DATASET EXCERPTS ::

PR #983, opened 2020-05-04
Add esm support to shared package

TrySound:
Enabled tslib to prevent emitting helpers with top level `this` which
does not exist in es modules. For some reason tslib has different and
correct helpers.

Commonjs artifacts are moved into cjs folder. Added esm folder near it.
package.json routes are created for each module via cherry-pick package.

### DIFF
--- a/packages/shared/package.json
+++ b/packages/shared/package.json
@@ -4,16 +4,18 @@
   "description": "Globals and shared modules",
   "main": "src/index.ts",
   "scripts": {
-    "build": "tsc -p ."
+    "build": "tsc -p . --outDir dist/cjs && tsc -p . --module ES6 --outDir dist/esm && cherry-pick --cwd=dist ../src --cjs-dir=cjs --esm-dir=esm"
   },
   "publishConfig": {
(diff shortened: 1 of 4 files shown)


TrySound:
Have no idea why tests failed.

aleclarson:
Thanks!

`cherry-pick` is a neat little tool 😮

aleclarson:
I noticed a `./dist/createInterpolator.test/` directory is created. Not a big deal, but I wonder if there's a way to avoid that.

TrySound:
Maybe we can add the feature to cherry-pick. Do you mind to release current changes? We have to alias local copy of "shared" package to build spring with rollup.

aleclarson:
Nested directories aren't supported by `cherry-pick` either. https://github.com/Andarist/cherry-pick/issues/8

So the `src/types` directory isn't being copied.

TrySound:
Types could be reexported with import type {} syntax to prevent bundle bloating.

aleclarson:
> Do you mind to release current changes?

#985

REQUIRED ACTION :: The answer should contain every line of the data, unchanged.

RESULT OF THE TASK ::
PR #983, opened 2020-05-04
Add esm support to shared package

TrySound:
Enabled tslib to prevent emitting helpers with top level `this` which
does not exist in es modules. For some reason tslib has different and
correct helpers.

Commonjs artifacts are moved into cjs folder. Added esm folder near it.
package.json routes are created for each module via cherry-pick package.

### DIFF
--- a/packages/shared/package.json
+++ b/packages/shared/package.json
@@ -4,16 +4,18 @@
   "description": "Globals and shared modules",
   "main": "src/index.ts",
   "scripts": {
-    "build": "tsc -p ."
+    "build": "tsc -p . --outDir dist/cjs && tsc -p . --module ES6 --outDir dist/esm && cherry-pick --cwd=dist ../src --cjs-dir=cjs --esm-dir=esm"
   },
   "publishConfig": {
(diff shortened: 1 of 4 files shown)


TrySound:
Have no idea why tests failed.

aleclarson:
Thanks!

`cherry-pick` is a neat little tool 😮

aleclarson:
I noticed a `./dist/createInterpolator.test/` directory is created. Not a big deal, but I wonder if there's a way to avoid that.

TrySound:
Maybe we can add the feature to cherry-pick. Do you mind to release current changes? We have to alias local copy of "shared" package to build spring with rollup.

aleclarson:
Nested directories aren't supported by `cherry-pick` either. https://github.com/Andarist/cherry-pick/issues/8

So the `src/types` directory isn't being copied.

TrySound:
Types could be reexported with import type {} syntax to prevent bundle bloating.

aleclarson:
> Do you mind to release current changes?

#985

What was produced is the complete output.